Tuesday’s 4-to-4 split in the California teachers’ union case is a near-perfect illustration of what a split outcome means. For several years, the court has been pondering the situation in the workplace when a union represents all of the workers, including some on the payroll who choose not to join as members, and seeks to collect dues or fees to pay its expenses as the entire payroll’s bargaining agent. For non-members, that involves so-called “agency fees.”
Along the way, the court has ruled that unions may not assess such fees from non-members to pay the costs of unions’ lobbying or direct political action, if that activity offends the non-member workers’ personal views. But, when the union represents government workers – teachers, police, or firefighters, for example – some non-members consider that everything that the union does to shape conditions in the workplace has a political aspect to it, because it affects government budgets and citizen taxes.
Even so, non-members have had to pay those fees for decades, because the Supreme Court had ruled in 1977, in the case of Abood v. Detroit Board of Education, that it does not violate non-members public employees’ First Amendment rights when the fees they are required to pay only cover the costs of bargaining, not union political or legislative activity.
Lawyers and advocacy groups representing non-union public employees have been hoping for years to get the Abood case overruled. Most recently, they put together a test case involving nine public school teachers in California. Lower federal courts handling the case had no choice but to uphold the agency fees, since those courts were duty-bound to apply the Abood precedent.
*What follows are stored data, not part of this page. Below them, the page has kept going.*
PR #1323, opened 2018-04-04
Add support for local socket connections

icota:
This is a flexible way to connect two instances of c-lightning via means other than the official ones. Run one side with `--localsocket=lightning-listener` and the other simply connects to the full socket path.

In practice two c-lightning instances are run on separate machines with glue code connecting to sockets and forwarding data between them.

I use this to make a lightning connection (on an otherwise disconnected device) via NFC, but can be made to support bluetooth, infrared, sound or even smoke signals, anything really. Use case would be communicating with always-connected payment terminals with a mobile device that might not be.

This is way out of lightning spec but _it doesn't seem to hurt anything_. Let me know know what you think!

### DIFF
--- a/common/wireaddr.c
+++ b/common/wireaddr.c
@@ -8,6 +8,7 @@
 #include <netinet/in.h>
 #include <sys/socket.h>
 #include <sys/types.h>
+#include <sys/un.h>
 #include <wire/wire.h>
 
 /* Returns false if we didn't parse it, and *cursor == NULL if malformed. */
@@ -22,6 +23,9 @@ bool fromwire_wireaddr(const u8 **cursor, size_t *max, struct wireaddr *addr)
 	case ADDR_TYPE_IPV6:
 		addr->addrlen = 16;
 		break;
+	case ADDR_TYPE_PADDING:
+		addr->addrlen = ((u8)*max) - 2;
+		break;
 	default:
 		return false;
 	}
@@ -33,7 +37,7 @@ bool fromwire_wireaddr(const u8 **cursor, size_t *max, struct wireaddr *addr)
 
 void towire_wireaddr(u8 **pptr, const struct wireaddr *addr)
 {
-	if (!addr || addr->type == ADDR_TYPE_PADDING) {
+	if (!addr) {
 		towire_u8(pptr, ADDR_TYPE_PADDING);
 		return;
 	}
@@ -180,6 +184,20 @@ bool parse_wireaddr(const char *arg, struct wireaddr *addr, u16 defport,
 		ip = "::1";
 
 	memset(&addr->addr, 0, sizeof(addr->addr));
+
+	/* Addresses starting with '/' are local socket paths */
+	if (ip[0] == '/') {
+		/* Check if the path is too long */
+		if (strlen(ip) > sizeof(addr->addr)) {
+			goto finish;
+		}
+		addr->type = ADDR_TYPE_PADDING;
+		addr->addrlen = strlen(ip);
+		addr->port = 0;
+		memcpy(&addr->addr, ip, addr->addrlen);
+		res = true;
+		goto finish;
+	}
 
 	if (inet_pton(AF_INET, ip, &v4) == 1) {
 		addr->type = ADDR_TYPE_IPV4;
--- a/common/wireaddr.h
+++ b/common/wireaddr.h
@@ -33,7 +33,7 @@ enum wire_addr_type {
 struct wireaddr {
 	enum wire_addr_type type;
 	u8 addrlen;
-	u8 addr[16];
+	u8 addr[108];
 	u16 port;
 };
 
--- a/gossipd/gossip.c
+++ b/gossipd/gossip.c
@@ -46,6 +46,7 @@
 #include <sys/socket.h>
 #include <sys/stat.h>
 #include <sys/types.h>
+#include <sys/un.h>
 #include <unistd.h>
 #include <wire/gen_peer_wire.h>
 #include <wire/wire_io.h>
@@ -1552,12 +1553,13 @@ static struct io_plan *connection_in(struct io_conn *conn, struct daemon *daemon
 				   init_new_peer, daemon);
 }
 
-static void setup_listeners(struct daemon *daemon, u16 portnum)
+static void setup_listeners(struct daemon *daemon, u16 portnum, const char *localsocket)
 {
 	struct sockaddr_in addr;
 	struct sockaddr_in6 addr6;
+	struct sockaddr_un sun;
 	socklen_t len;
-	int fd1, fd2;
+	int fd1, fd2, fd3;
 
 	if (!portnum) {
 		status_info("Zero portnum, not listening for incoming");
@@ -1615,6 +1617,27 @@ static void setup_listeners(struct daemon *daemon, u16 portnum)
 		status_failed(STATUS_FAIL_INTERNAL_ERROR,
 			      "Could not bind to a network address on port %u",
 			      portnum);
+
+	/* Optional UNIX socket */
+	if (localsocket) {
+		memset(&sun, 0, sizeof(sun));
+		sun.sun_family = AF_UNIX;
+		strcpy(sun.sun_path, (char*)localsocket);
+
+		fd3 = make_listen_fd(AF_UNIX, &sun, sizeof(sun), false);
+		if (fd3 >= 0) {
+			len = sizeof(sun);
+			if (getsockname(fd3, (void *)&sun, &len) != 0) {
+				status_broken("Failed get UNIX sockname: %s",
+					      strerror(errno));
+				close_noerr(fd3);
+				fd3 = -1;
+			} else {
+				status_trace("Creating UNIX socket listener");
+				io_new_listener(daemon, fd3, connection_in, daemon);
+			}
+		}
+	}
 }
 
 /* Parse an incoming gossip init message and assign config variables
@@ -1653,11 +1676,12 @@ static struct io_plan *gossip_activate(struct daemon_conn *master,
 				       const u8 *msg)
 {
 	u16 port;
+	u8* localsocket;
 
-	if (!fromwire_gossipctl_activate(msg, &port))
+	if (!fromwire_gossipctl_activate(msg, msg, &port, &localsocket))
 		master_badmsg(WIRE_GOSSIPCTL_ACTIVATE, msg);
 
-	setup_listeners(daemon, port);
+	setup_listeners(daemon, port, (const char*)localsocket);
 
 	/* OK, we're ready! */
 	daemon_conn_send(&daemon->master,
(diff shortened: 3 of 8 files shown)


common/wireaddr.h
```diff
@@ -26,14 +26,15 @@ enum wire_addr_type {
 	ADDR_TYPE_PADDING = 0,
 	ADDR_TYPE_IPV4 = 1,
 	ADDR_TYPE_IPV6 = 2,
+	ADDR_TYPE_LOCAL_SOCKET = 5
```
ZmnSCPxj: I am hesitant to put this in `struct wireaddr` as this is also used in BOLT standard-compliant `node_announcement` that get broadcast as node gossip.

At minimum the numbering should not be directly after the BOLT-defined ones.

It might be better to bring up this possible use case in lightning-dev mailing list.

Alternatively we could skip this address type when sending gossip announcements.

lightningd/options.c
```diff
@@ -155,6 +155,19 @@ static char *opt_add_ipaddr(const char *arg, struct lightningd *ld)
 
 }
 
+static char *opt_add_localsocket(const char *arg, struct lightningd *ld)
```
ZmnSCPxj: `listconfigs` is crashing in CI, probably due to not handling this case properly in `add_config` function. https://github.com/ElementsProject/lightning/blob/1a5514787037039477b27c7762461c5f2dde34a1/lightningd/options.c#L874-L877

common/wireaddr.h
icota: Agreed, it makes no sense at all to broadcast these. It hadn't occurred to me. I will look into alternatives.

icota: I don't think there's much value in adding local sockets to the BOLTs but I settled on a MIME type (`application/lightning`) and an application id (`LIGHTNING`) for NFC payments. I'll bring this up on the ML when I get the time since I'm not sure how to proceed on standardising these.

ZmnSCPxj: If we never broadcast these there is no need to bring it up on the mailinglist, but, I am uncertain if we should be using `struct wireaddr` then, or some other mechanism.  Intent, as I understand it,  is that `struct wireaddr`, is for standard broadcastable messages.  @rustyrussell @cdecker opinions?

rustyrussell:
It's cute to see these in the local address listings, but the consequences of putting it in struct wireaddr are probably not worth dealing with.

Just add a '--local-socket' option perhaps?  And set addr->type to ADDR_TYPE_PADDING.

icota:
@rustyrussell There is a `--localsocket` when we start the daemon, to make it listen. Do you mean a JSON option when connecting?

icota:
New code avoids changes to `struct_wireaddr` opting to just use `ADDR_TYPE_PADDING`. It's less code and doesn't broadcast.

`check-source` fails at `shellcheck` and `check` fails at `test-blockchaintrack`. I don't think either of those are my fault. I guess I'm missing something to run these tests correctly.

ZmnSCPxj:
CI is fine so I suppose it is OK.  You can install `shellcheck`, most distros seem to have it.   `test_blockchaintrack` is known flaky and rerunning it should be OK.

Now reviewing code, please wait...

gossipd/gossip.c
```diff
@@ -1519,6 +1521,27 @@ static void setup_listeners(struct daemon *daemon, u16 portnum)
 		status_failed(STATUS_FAIL_INTERNAL_ERROR,
 			      "Could not bind to a network address on port %u",
 			      portnum);
+
+	/* Optional UNIX socket */
+	if (localsocket) {
```
ZmnSCPxj: This comes from the `fromwire_gossipctl_init`.  In `towire_gossipctl_init` a `NULL` pointer is converted to a 0-length array on-the-wire, I am uncertain if a 0-length array on-the-wire will be converted by `fromwire_gossipctl_init` to a `NULL` pointer.  I  shall check later when I can get access to my hacking node.

gossipd/gossip.c
```diff
@@ -1765,12 +1765,62 @@ static void try_connect(struct reaching *reach)
 	io_new_conn(reach, fd, conn_init, reach);
 }
 
+static void try_connect_local_socket(struct daemon *daemon, const struct pubkey *id, const struct addrhint *a)
```
ZmnSCPxj: Might conflict with ongoing changes in #1322, that is higher priority than this I think, so please monitor that PR when it gets merged in and see if this gets conflicted (maybe not a text-level conflict but some of the functions this `try_connect_local_socket` calls might change their signatures and exact behavior).  The first thing I can think of is that `reach->succeeded` has been removed in #1322, but please see that PR more for other changes that might affect this code.

gossipd/gossip.c
ZmnSCPxj: No issue here: turns out 0-length arrays on-the-wire are converted to `NULL` by `fromwire_*` functions, so ok.

ZmnSCPxj:
ACK 61cece68a6dd78b7a3546be0ca4470b319dcc4a6

Note however that #1322 changes code that this PR depends on, so we should take care. I somewhat prefer that we get #1322 merged first, then adapt this PR to it, but anyway adapting is needed at some point.

icota:
Thanks @ZmnSCPxj! No big deal if you merge #1322 first, this one is smaller so easier to adapt

cdecker:
Holding this PR back a bit further since #1322 is rather high priority and I don't want to delay by introducing conflicts. Just wanted to acknowledge that we haven't forgotten about this excellent change @icota :wink:

ZmnSCPxj:
@icota could you please rebase? #1322 has been merged.

icota:
Rebased, waiting to see if CI is happy

gossipd/gossip.c
```diff
@@ -1552,12 +1553,13 @@ static struct io_plan *connection_in(struct io_conn *conn, struct daemon *daemon
 				   init_new_peer, daemon);
 }
 
-static void setup_listeners(struct daemon *daemon, u16 portnum)
+static void setup_listeners(struct daemon *daemon, u16 portnum, u8 *localsocket)
```
ZmnSCPxj: `localsocket` is only ever read in this function, and is effectively an input string.  Maybe better to write as `const char *` and move the type conversion from `u8*` to `char *` to caller of `setup_listeners`.  Or at least `const u8*` in the argslist.

gossipd/gossip_wire.csv
```diff
@@ -24,6 +24,9 @@ gossipctl_init,,no_reconnect,bool
 # Gossipd->master, I am ready.
 gossipctl_init_reply,3100
 
+gossipctl_init,,lslen,u16
```
ZmnSCPxj: Should this not be with the `gossipctl_init` fields *before* `gossipctl_init_reply`?  Clearer that way.

ZmnSCPxj:
Sorry @icota but a new commit in #1440 also conflicts with this: specifically the third commit by @rustyrussell moves setup of listeners to after the `activate` message, so the `localsocket` argument in `init` needs to be moved to the new `activate`.

icota:
No worries @ZmnSCPxj, local sockets are kind of a niche application so obviously important stuff needs to go in first. I've rebased yet again.

ZmnSCPxj:
ACK 4ae3aaa50619c4605f16f8c51b8b4850698e05c7

icota:
`make check`  fails at `test_pay_disconnect` which doesn't seem to be related at all:

```
  File "tests/test_lightningd.py", line 4280, in test_pay_disconnect
    l1.daemon.wait_for_log(r'Peer permanent failure in CHANNELD_NORMAL: lightning_channeld: received ERROR channel .*: update_fee 150000 outside range 4250-75000')
```

ZmnSCPxj:
Kicked CI, hopefully it is a temporary thing.

common/wireaddr.c
```diff
@@ -181,6 +185,16 @@ bool parse_wireaddr(const char *arg, struct wireaddr *addr, u16 defport,
 
 	memset(&addr->addr, 0, sizeof(addr->addr));
 
+	/* Addresses starting with '/' are local socket paths */
+	if (ip[0] == '/') {
+		addr->type = ADDR_TYPE_PADDING;
+		addr->addrlen = strlen(ip);
+		addr->port = 9999;
+		memcpy(&addr->addr, ip, addr->addrlen);
```
cdecker: Is this missing an `addrlen < sizeof(addr->addr)` check?

gossipd/gossip.c
```diff
@@ -1542,6 +1542,12 @@ static struct io_plan *connection_in(struct io_conn *conn, struct daemon *daemon
 		BUILD_ASSERT(sizeof(s4->sin_addr) <= sizeof(addr.addr));
 		memcpy(addr.addr, &s4->sin_addr, addr.addrlen);
 		addr.port = ntohs(s4->sin_port);
+	} else if (s.ss_family == AF_UNIX) {
+		struct sockaddr_un *sun = (void *)&s;
+		addr.type = ADDR_TYPE_PADDING;
+		addr.addrlen = sizeof(sun->sun_path);
+		memcpy(addr.addr, &sun->sun_path, addr.addrlen);
+		addr.port = 9999;
```
cdecker: I think 0 as magic value might be better here, just in case we use the port somewhere.

cdecker:
Just two last nits, happy to merge this soon ^^

icota:
I've amended the code, I'm thinking this might be the day :crossed_fingers:

icota:
Foiled by CI `test_closing_different_fees` :cry:

rustyrussell:
Actually, after more thought, you can just introduce a new 'wireaddr_or_socket' type, and wire that up in the various places...

ZmnSCPxj:
Agree with the `wireaddr_or_socket` type idea, but maybe name to `contactaddr`?

    struct contactaddr {
        enum contactaddr_type type;
        union {
            struct wireaddr wireaddr;
            char *localsocket;
        } u;
    };

This would probably require special marshaling `towire_` and `fromwire_` code, though.

rustyrussell:
Yuck, this ended up quite invasive.  There are some nasty places to fix, too.

I've got a very rough cut here:
https://github.com/rustyrussell/lightning/tree/guilt/pr-1323

It's a bit weird since it's built on this PR then ends up reworking much of it: it might be cleaner to combine into one logical sequence.

ZmnSCPxj:
@rustyrussell your branch looks fine to me, although I mildly agree to combine to a better logical sequence.  I would have moved the "single `localsocket` -> multiple `wireaddr_or_sockname` and make local sockets in a loop" conversion to its own commit (i.e. leave the `localsocket` in `gossipctl_activate` in the big `wireaddr` to `wireaddr_or_sockname` move).

rustyrussell:
OK, This has been swallowed into the "crap, where did my time go!" PR #1450...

So, as the lawsuit’s sponsors intended, the case ultimately went to the Supreme Court to see if hints given by some of the Justices meant that, at last, the Abood precedent would fall. It looked as if that might happen, at the time the nine Justices heard the case in mid-January. Since Justice Scalia’s death in February, the court has labored on with the case, perhaps looking for a way to decide it rather than split 4-to-4. On Tuesday, the court essentially gave up.
Technically, an even split means just one thing: the lower court decision being reviewed is upheld, but there is no explanation, the result does not set a precedent on the issues involved, and the outcome binds only the two sides to obey what the lower court had concluded.
It is simply a mistake to read into such a split anything other than that eight jurists could not find common ground on it, after thorough study. The public knows that four thought the lower court was right, and that four others thought it was wrong. There is no winner in the Supreme Court, but the side that won in the lower court gets its victory there validated but actually not technically endorsed by the Justices
The Supreme Court’s rules, though, do allow for a request that the divided court take another look, to see if, with another try, it might agree on something that a majority could accept.
After the court had worked without success on the first try to put together a majority, a rehearing would be unusual, and, in fact, it rarely happens.
But there are other complications. It takes the votes of five members of the court to agree to rehear a case, even one that resulted in a 4-to-4 decision. And the rules specify that no reconsideration will take place unless one of those who supported the decision agrees, essentially, to switch sides. Who would that be on a divided eight-Justice court? Moreover, by custom, a new member of the court does not get to vote on rehearing a prior case. What then?
Another question, too, arises: Is the Senate taking notice that the court of eight sometimes can’t do its job fully?